A tree diagram is a visual representation that helps to illustrate relationships in a structured, hierarchical way. Each 'stage' or 'level' in the tree diagram represents one round of 'calls' made in the scenario.

The tree starts with a single 'root' node, the first person making calls, who branches out to call four others. These four recipients form the second layer of the tree. Then, in the next stage, each of these four individuals also calls four more individuals.

As you move to the third level, the tree branches further, with each person calling four more, resulting in 16 calls. This pattern continues, significantly multiplying the number of individuals notified at each stage.

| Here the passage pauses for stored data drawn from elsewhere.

PR #286, opened 2014-12-07
Add Maps.doesNotContainKeys

dorzey:
Maps had doesNotContainsKey, but was missing doesNotContainsKeys. This was inconsistent when considering that containsKey and containsKeys were present.

Please let me know if anything needs to be addressed.


dorzey:
:+1:

PR #303, opened 2014-12-22
Skeleton PathAssert, plus tests -- NOT FOR INCLUSION. Yet.

fge:
Skeleton based on existing code. I modeled it on FileAssert. In fact I saw nothing related to anything java.nio.file in the code, so I created it from scratch...

Preview only. I know the coding style does not fit; knowing that I use IDEA, do you happen to have a style file available?

Also, about error messages: there seem to be a lot of factories; FileAssert seems to basically use one per message! Is that on purpose? Can I create a single factory for Path-specific operations (including exists, non exists and absolute)?

Please comment! I'll add more test when the base is good enough for you.

### DIFF
--- a/src/main/java/org/assertj/core/api/AbstractPathAssert.java
+++ b/src/main/java/org/assertj/core/api/AbstractPathAssert.java
@@ -354,4 +354,52 @@ public abstract class AbstractPathAssert<S extends AbstractPathAssert<S>>
         paths.assertIsSymbolicLink(info, actual);
         return myself;
     }
+
+    /**
+     * Assert that a given path is absolute
+     *
+     * <p>Note that the fact that a path is absolute does not mean that it is
+     * {@link Path#normalize() normalized}: {@code /foo/..} is absolute, for
+     * instance, but it is not normalized.</p>
+     *
+     * <p>Sample use:</p>
+     *
+     * <pre><code class="java">
+     * // unixFs is a Unix FileSystem
+     * final Path path1 = unixFs.getPath("/foo/bar");
+     * final Path path2 = unixFs.getPath("foo/bar");
+     *
+     * // The following assertion succeeds:
+     * assertThat(path1).isAbsolute();
+     *
+     * // The following assertion fails:
+     * assertThat(path2).isAbsolute();
+     *
+     * // windowsFs is a Windows FileSystem
+     * final Path path3 = windowsFs.getPath("c:\\foo");
+     * final Path path4 = windowsFs.getPath("foo\\bar");
+     * final Path path5 = windowsFs.getPath("c:foo");
+     * final Path path6 = windowsFs.getPath("\\foo\\bar");
+     *
+     * // The following assertion succeeds:
+     * assertThat(path3).isAbsolute();
+     *
+     * // The following assertion fails...
+     * assertThat(path4).isAbsolute();
+     *
+     * // ... And these one also fail!
+     * assertThat(path5).isAbsolute();
+     * assertThat(path6).isAbsolute();
+     * </code></pre>
+     *
+     * @return self
+     *
+     * @see Path#isAbsolute()
+     * @see Path#toRealPath(LinkOption...)
+     */
+    public S isAbsolute()
+    {
+        paths.assertIsAbsolute(info, actual);
+        return myself;
+    }
 }
--- a/src/main/java/org/assertj/core/api/AbstractPathAssert.java
+++ b/src/main/java/org/assertj/core/api/AbstractPathAssert.java
@@ -440,4 +440,45 @@ public abstract class AbstractPathAssert<S extends AbstractPathAssert<S>>
         paths.assertIsNormalized(info, actual);
         return myself;
     }
+
+    /**
+     * Assert whether the tested path is canonical
+     *
+     * <p>For Windows users, this assertion is no different than {@link
+     * #isAbsolute()}. For Unix users, this assertion ensures that the tested
+     * path is the actual file system resource, that is, it is not a {@link
+     * Files#isSymbolicLink(Path) symbolic link} to the actual resource, even if
+     * the path is absolute.</p>
+     *
+     * <p>Example:</p>
+     *
+     * <pre><code class="java">
+     * // fs is a Unix filesystem
+     * // Create a directory
+     * final Path basedir = fs.getPath("/tmp/foo");
+     * Files.createDirectories(basedir);
+     * // Create a file in this directory
+     * final Path file = basedir.resolve("file");
+     * Files.createFile(file);
+     * // Create a symbolic link to that file
+     * final Path symlink = basedir.resolve("symlink");
+     * Files.createSymbolicLink(symlink, file);
+     *
+     * // The following assertion succeeds
+     * assertThat(file).isCanonical();
+     *
+     * // The following assertion fails
+     * assertThat(symlink).isCanonical();
+     * </code></pre>
+     *
+     * @throws PathsException an I/O error occurred while evaluating the path
+     *
+     * @see Path#toRealPath(LinkOption...)
+     * @see Files#isSameFile(Path, Path)
+     */
+    public S isCanonical()
+    {
+        paths.assertIsCanonical(info, actual);
+        return myself;
+    }
 }
--- a/src/main/java/org/assertj/core/api/AbstractPathAssert.java
+++ b/src/main/java/org/assertj/core/api/AbstractPathAssert.java
@@ -250,4 +250,58 @@ public abstract class AbstractPathAssert<S extends AbstractPathAssert<S>>
         paths.assertIsRegularFile(info, actual);
         return myself;
     }
+
+    /**
+     * Assert that a given path is a directory
+     *
+     * <p><strong>Note that this method will follow symbolic links.</strong> If
+     * you are a Unix user and wish to assert that a path is a symbolic link
+     * instead, use {@link #isSymbolicLink()}.</p>
+     *
+     * <p>This assertion first asserts the existence of the path (using {@link
+     * #exists()}) then checks whether the path is a directory.</p>
+     *
+     * <p>Examples:</p>
+     *
+     * <pre><code class="java">
+     * // fs is a Unix filesystem
+     *
+     * // Create a regular file, and a symbolic link to that regular file
+     * final Path regularFile = fs.getPath("regularFile");
+     * final Path symlink = fs.getPath("symlink");
+     * Files.createFile(regularFile);
+     * Files.createSymbolicLink(symlink, regularFile);
+     *
+     * // Create a directory, and a symbolic link to that directory
+     * final Path dir = fs.getPath("dir");
+     * final Path dirSymlink = fs.getPath("dirSymlink");
+     * Files.createDirectories(dir);
+     * Files.createSymbolicLink(dirSymlink, dir);
+     *
+     * // Create a nonexistent entry, and a symbolic link to that entry
+     * final Path nonExistent = fs.getPath("nonexistent");
+     * final Path dangling = fs.getPath("dangling");
+     * Files.createSymbolicLink(dangling, nonExistent);
+     *
+     * // the following assertions fail because paths do not exist:
+     * assertThat(nonExistent).isRegularFile();
+     * assertThat(dangling).isRegularFile();
+     *
+     * // the following assertions fail because paths exist but are not
+     * // directories:
+     * assertThat(regularFile).isRegularFile();
+     * assertThat(symlink).isRegularFile();
+     *
+     * // the following assertions succeed:
+     * assertThat(dir).isRegularFile();
+     * assertThat(dirSymlink).isRegularFile();
+     * </code></pre>
+     *
+     * @return self
+     */
+    public S isDirectory()
+    {
+        paths.assertIsDirectory(info, actual);
+        return myself;
+    }
 }
--- a/src/main/java/org/assertj/core/api/AbstractPathAssert.java
+++ b/src/main/java/org/assertj/core/api/AbstractPathAssert.java
@@ -304,4 +304,54 @@ public abstract class AbstractPathAssert<S extends AbstractPathAssert<S>>
         paths.assertIsDirectory(info, actual);
         return myself;
     }
+
+    /**
+     * Assert that a given path is a symbolic link
+     *
+     * <p>This assertion first asserts the existence of the path (using {@link
+     * #existsNoFollow()}) then checks whether the path is a symbolic link.</p>
+     *
+     * <p>Examples:</p>
+     *
+     * <pre><code class="java">
+     * // fs is a Unix filesystem
+     *
+     * // Create a regular file, and a symbolic link to that regular file
+     * final Path regularFile = fs.getPath("regularFile");
+     * final Path symlink = fs.getPath("symlink");
+     * Files.createFile(regularFile);
+     * Files.createSymbolicLink(symlink, regularFile);
+     *
+     * // Create a directory, and a symbolic link to that directory
+     * final Path dir = fs.getPath("dir");
+     * final Path dirSymlink = fs.getPath("dirSymlink");
+     * Files.createDirectories(dir);
+     * Files.createSymbolicLink(dirSymlink, dir);
+     *
+     * // Create a nonexistent entry, and a symbolic link to that entry
+     * final Path nonExistent = fs.getPath("nonexistent");
+     * final Path dangling = fs.getPath("dangling");
+     * Files.createSymbolicLink(dangling, nonExistent);
+     *
+     * // the following assertion fails because the path does not exist:
+     * assertThat(nonExistent).isSymbolicLink();
+     *
+     * // the following assertions fail because paths exist but are not symbolic
+     * // links
+     * assertThat(regularFile).isSymbolicLink();
+     * assertThat(dirSymlink).isSymbolicLink();
+     *
+     * // the following assertions succeed:
+     * assertThat(symlink).isSymbolicLink();
+     * assertThat(dangling).isSymbolicLink();
+     * assertThat(dir).isSymbolicLink();
+     * </code></pre>
+     *
+     * @return self
+     */
+    public S isSymbolicLink()
+    {
+        paths.assertIsSymbolicLink(info, actual);
+        return myself;
+    }
 }
--- a/src/main/java/org/assertj/core/api/AbstractPathAssert.java
+++ b/src/main/java/org/assertj/core/api/AbstractPathAssert.java
@@ -1,0 +1,88 @@
+/**
+ * Licensed under the Apache License, Version 2.0 (the "License"); you may not use this file except in compliance with
+ * the License. You may obtain a copy of the License at
+ *
+ * http://www.apache.org/licenses/LICENSE-2.0
+ *
+ * Unless required by applicable law or agreed to in writing, software distributed under the License is distributed on
+ * an "AS IS" BASIS, WITHOUT WARRANTIES OR CONDITIONS OF ANY KIND, either express or implied. See the License for the
+ * specific language governing permissions and limitations under the License.
+ *
+ * Copyright 2012-2014 the original author or authors.
+ */
+package org.assertj.core.api;
+
+import org.assertj.core.internal.Paths;
+import org.assertj.core.util.PathsException;
+import org.assertj.core.util.VisibleForTesting;
+
+import java.nio.file.ClosedFileSystemException;
+import java.nio.file.FileSystem;
+import java.nio.file.FileSystems;
+import java.nio.file.Files;
+import java.nio.file.Path;
+import java.nio.file.ProviderMismatchException;
+import java.nio.file.spi.FileSystemProvider;
+
+/**
+ * Assertions for {@link Path} objects
+ *
+ * <p>Note that some assertions have two versions: a normal one and a "raw" one
+ * (for instance, {@code hasParent()} and {@code hasParentRaw()}. The difference
+ * is that normal assertions will {@link Path#toRealPath(LinkOption...)
+ * canonicalize} or {@link Path#normalize() normalize} the tested path and,
+ * where applicable, the path argument, before performing the actual test.
+ * Canonicalization includes normalization.</p>
+ *
+ * <p>Canonicalization may lead to an I/O error if a path does not exist, in
+ * which case the given assertions will fail with a {@link PathsException}. Also
+ * note that {@link Files#isSymbolicLink(Path) symbolic links} will be followed
+ * if the filesystem supports them. Finally, if a path is not {@link
+ * Path#isAbsolute()} absolute}, canonicalization will resolve the path against
+ * the process' current working directory.</p>
+ *
+ * <p>These assertions are filesystem independent. You may use them on {@code
+ * Path} instances issued from the default filesystem (ie, instances you get
+ * when using {@link java.nio.file.Paths#get(String, String...)}) or from other
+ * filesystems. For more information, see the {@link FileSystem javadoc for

• Stage 1: One person calls four others (4 calls)
• Stage 2: Each of these four calls four more (16 calls)
• Stage 3: Each of the 16 calls four more (64 calls)

This diagrammatic approach simplifies understanding how the calls spread, making it easier to visualize large, complex connections.

A geometric progression is a sequence of numbers where each term after the first is found by multiplying the previous one by a fixed, non-zero number known as the common ratio. In the telephone chain problem, this sequence begins with one caller and uses the common ratio of 4, because each caller notifies four more people.

The progression for the given problem is:

• First person: 1 call
• First stage: 4 calls
• Second stage: 4^2 = 16 calls
• Third stage: 4^3 = 64 calls

The pattern continues, showcasing how rapidly the count of calls escalates with each successive stage. It's crucial to understand that this multiplication creates a rapid expansion, typical of geometric progressions, which differs fundamentally from arithmetic progressions where quantities increase linearly.

To find out how many employees have been notified after a certain number of stages in the chain, we need to calculate the sum of a geometric series. This series is represented by the sum of the first few terms in the geometric progression, which includes all calls made.

In our scenario, the terms are the number of calls at each stage: \(1, 4, 4^2, 4^3, 4^4, 4^5\).
The total number of employees notified across these stages can be found using the sum formula for a geometric series, \(S_n = \frac{a(r^n - 1)}{r - 1}\). Here:

• \(a = 1\)
• \(r = 4\)
• \(n = 6\)

So the total is \(S_6 = \frac{1(4^6 - 1)}{4 - 1} = \frac{4096 - 1}{3} = 1365\).
This calculation shows that 1365 employees have been notified after six stages, exponentially increasing as each person informs four others, demonstrating the impressive power of geometric growth.